Chesney R W, Kaplan B S, Phelps M, DeLuca H F
J Pediatr. 1984 Jan;104(1):51-5. doi: 10.1016/s0022-3476(84)80588-0.
In 10 patients with renal tubular acidosis, seven with type I and three with Fanconi syndrome, simultaneous measurements of vitamin D metabolites and electrolytes were made. No marked abnormalities of calcidiol2, calcidiol3, 24,25(OH)2D, or calcitriol were found in these patients, whose mean serum HCO3 was 18 +/- 3 mM/L (SD). Further, no relationship between serum HCO3 and calcitriol could be found. These results suggest that either vitamin D deficiency may be required before any alterations in the production of calcitriol are seen, or that the effects of acidosis in animals may not be reflected in humans. Further, it appears less likely that the bone disease found in renal tubular acidosis is related to abnormalities in vitamin D metabolism resulting from systemic acidosis, but that bone disease is more likely related to the acidosis and hypercalcuria prevalent in this disorder.
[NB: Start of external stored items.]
PR #125, opened 2019-04-29
type: add date pointer

tbirdsall:


type.go
```diff
@@ -263,3 +263,9 @@ func NullableUnorderedStrings(v []string) *UnorderedStrings {
 	u := UnorderedStrings(v)
 	return &u
 }
+
```
cdworak, line 266: We stopped using the location custom field types that were just wrappers (SingleLineText is just *String) with the entity migration, as the custom types are no longer needed since CustomFields is no longer a map[string]interface. We've just been using **String (because if you want to blank it out you need to send null, hence the double point). If you would like to use Date I'd recommend returning **Date so you can null it out

tbirdsall: 👍 will just change to **String and abandon this PR. Don't think there's any advantage to using the Date wrapper in my case

PR #128, opened 2019-05-10
SetLabelsWithUnorderedStrings: handle nil J=PC-43989

cdworak:


entity_test.go
```diff
@@ -154,6 +154,91 @@ func TestEntityJSONDeserialization(t *testing.T) {
...
+				BaseEntity: BaseEntity{
+					Meta: &EntityMeta{
+						Labels: nil,
+					},
+				},
+			},
+			Source: &LocationEntity{
+				BaseEntity: BaseEntity{
+					Meta: &EntityMeta{
+						Labels: nil,
```
pshah28, line 174: might be worth adding a test with labels populated just for posterity

pshah28 (approved):

PR #129, opened 2019-05-20
Image comparison: use source url

cdworak:


entity_location.go
```diff
@@ -226,6 +228,26 @@ func NullImage() **Image {
 	return &i
 }
 
+// If source URL is filled in, Image came from Yext API and source URL should be
+// used for comparison as URL is the mktg cdn generated URL
+func (a *Image) Equal(b Comparable) bool {
+	defer func() {
+		if r := recover(); r != nil {
+			log.Printf("Value of A: %+v, Value of B:%+v, Type Of A: %T, Type Of B: %T\n", a, b, a, b)
```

对10例肾小管酸中毒患者(7例I型,3例范可尼综合征)同时进行了维生素D代谢产物和电解质的测定。这些患者平均血清HCO3为18±3 mM/L(标准差),未发现骨化二醇2、骨化二醇3、24,25(OH)2D或骨化三醇有明显异常。此外,未发现血清HCO3与骨化三醇之间存在关联。这些结果表明,要么在骨化三醇生成出现任何改变之前可能需要维生素D缺乏,要么动物酸中毒的影响在人类中可能未得到体现。此外,肾小管酸中毒中发现的骨病似乎不太可能与全身酸中毒导致的维生素D代谢异常有关,而更可能与该疾病中普遍存在的酸中毒和高钙尿症有关。